The House of Representatives has asked the government to take a bigger role in helping solve the protracted electricity shortage.
“The government should have clear short-term, middle-term, and long-term action plans to resolve
the power crisis,” House Speaker Marzuki Alie said in a closing ceremony of the House’s first two-month period Friday.
The house is entering a one-month recess during which most legislators will meet their constituents and make a field trips to their regions to observe development programs in different sectors.
“In the short-term, the government must quickly settle the rotating blackout which has lasted for months. This is essential as the power deficit will definitely impact manufacturing and administrative activities,” he added.
He said in the medium- and long-term, it was advisable for the government to develop new and alternative energy sources.

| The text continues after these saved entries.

Issue #956, opened 2021-05-19
Not retry request if service unavailable


CrazyTosser46:
Spring cloud version 3.0.1 have a bug, connected with retry request. According to document (https://docs.spring.io/spring-cloud-commons/docs/current/reference/html/#retrying-failed-requests) for retry request for specific http codes, need add codes to `spring.cloud.loadbalancer.retry.retryableStatusCodes`. I added 500 and 503 codes this block, but i got 503 http code from webclient.

I have a simple application-A with eureka client, which connect to eureka server. During work application try call other applicaction-B by webclient with loadBalancerClient, but application-B not a registred to eureka server. I expected retrying request, because set `spring.cloud.loadbalancer.retry.retryableStatusCodes` with 503, but got 503 http code.

OlgaMaciaszek:
Please provide a [minimal, complete, verifiable example](https://stackoverflow.com/help/mcve) that reproduces the issue.

CrazyTosser46:
Hi @OlgaMaciaszek, thank you for you attention.
I found mistake in config file, during create example.

PR #957, opened 2021-05-19
fix bug connected with 503 http code

CrazyTosser46:
#956


spencergibb:
See https://github.com/spring-cloud/spring-cloud-commons/issues/956#issuecomment-848199800

PR #1662, opened 2026-03-10
Recreate proxied @ConfigurationProperties beans on rebind

### LINKED ISSUE #1616: ConfigurationProperties initial values not restored on DELETE /actuator/env
**Describe the bug**

We are setting a configuration value via `POST /actuator/env` and later attempt to restore the original value by running `DELETE /actuator/env`.
However, this does not work — Spring does **not** restore the values defined in the field declaration.

**Sample**

```java
@ConfigurationProperties("my-properties")
class MyProperties {
    private String name = "initial";
}
```

Change the value via actuator and delete the change:
```
curl -H 'Content-Type: application/json' --data '{"name": "my-properties.name", "value": "from-actuator"}' -X POST http://localhost:8080/actuator/env

curl -X DELETE http://localhost:8080/actuator/env
```

After this, the value is still `from-env` although I would have expected `initial` again.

“Alternative energy can be in the form of geothermal energy or any other form of renewable energy, thus ensuring the country will have sufficient power until 2015,” he added, not specifying what exactly will occur in 2015.
Marzuki said the House had received many complaints from various stakeholders regarding the disturbance caused by the power crisis and problems linked to the blackouts.
“Analysts say investment might decrease if the government fails to ensure a sufficient supply of electricity,” he said.
Power shortages have recently led to rolling blackouts in a number of cities across Indonesia. Greater Jakarta has been worst hit following a fire at a power substation in Cawang, East Jakarta, in September.
State electricity firm PT PLN, which has a distribution monopoly in Indonesia, has come under criticism for the blackouts.
The Indonesian Consumer Protection Foundation (YLKI) reported Thursday that electricity problems ranked third in the total number of customer complaints in the last 10 years.
It had also recorded 5,800 complaints due to a lack of electricity from 2005 to 2008.
In its attempts to source alternative energy, the government recently renewed a plan to build Indonesia’s first nuclear power plant in Muria, Central Java. State Research and Technology Minister Suharna Surapranata said Thursday blueprints for the plant were being drafted.
A legislator from the Indonesian Democratic Party of Struggle (PDI-P), Effendi Simbolon, told The Jakarta Post on Friday he expected the government to take seriously its plan to build the plant.
“The idea of having a nuclear power plant has been around since the New Order era. The question now is whether the government is serious in implementing it. I don’t want the government to use the nuclear power plant idea merely as a platform to boost its image,” he said, not mentioning risks posed by terrible safety standards at key facilities.
Apart from criticizing the government for the shortage of electricity, Marzuki also said the House was deeply concerned by the lack of transportation safety in the country.
“We would like to express our condolences to the victims of the Dumai Express 10 ferry which sank off Riau Islands on Nov. 22. In response to a string of accidents, House Commission V on Transportation will establish a working committee to closely monitor the implementation of tranportation-related laws in the field,” he said.